# Does someone have the recipe?



## Parke County Queen (May 22, 2006)

I was at a fall meeting the past weekend and someone made peanut butter/honey/chocolate bars. They had rice crispys in them and the recipe came from the ABF phamplet.


----------



## Hambone (Mar 17, 2008)

5th one down.

http://www.abfnet.org/displayemailformentries.cfm?EmailformID=117648


----------



## Parke County Queen (May 22, 2006)

Thank you! These were so good.


----------



## Dick Allen (Sep 4, 2004)

Here's a similar recipe from a few years ago, also put out by the ABF:

Honey-Peanut Butter Bars

3/4 cup honey
3/4 cup peanut butter
1 tsp. vanilla
3 cups Special K cereal
1 cup semi-sweet chocolate chips, melted

In a large sauce pan over medium heat, bring
honey & peanut butter to a boil.
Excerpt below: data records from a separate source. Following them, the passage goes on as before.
PR #41, opened 2020-03-28
Support both user+password AND client cert auth

### LINKED ISSUE #39: its fine to have user/pass AND tls cert auth in client config
with this commit: 
https://github.com/roburio/openvpn/commit/d129dfcb36b54b02193da6608115d801b1b955a1

a config would be invalid if you use both user/pass and a client certificate, but that would a valid config for openvpn

cfcs:
Closes #39

### DIFF
--- a/src/config.ml
+++ b/src/config.ml
@@ -147,13 +147,12 @@ module Conf_map = struct
          | Some `Client -> Ok ()) >>= fun () ->
         let _todo = ensure_not in
         begin match find Auth_user_pass t, find Tls_cert t, find Tls_key t with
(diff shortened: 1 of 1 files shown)


hannesm:
thanks, esp. for the more in-depth discussion why it can be useful to authenticate via TLS client certificate _and_ user+pass: two-factor authentication with an OTP (see e.g. https://github.com/evgeny-gridasov/openvpn-otp) -- I suspect getting our OpenVPN implementation into shape with OTP will require some more effort (and needs someone with a setup that requires it ;)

Remove from
heat; stir in vanilla & cereal. Press into
ungreased 9-inch square pan. Chill until firm.
Cut into 20 bars.

(Some notes I've added):
The recipe doesn't specify how to add the
chocolate. Sometimes I mix it together with
the honey and peanut butter before stirring
it into the cereal. Other times I mix the
honey-peanut butter into the cereal and then
pour the melted chocolate over that. Goes
good both ways.

Plain corn flakes work as well as Special K.
They're also a little cheaper. Also uncooked 
rolled oats can be substituted for the cereal.
Corn flakes make for a crunchy bar, while the
rolled oats make for a chewier bar.


----------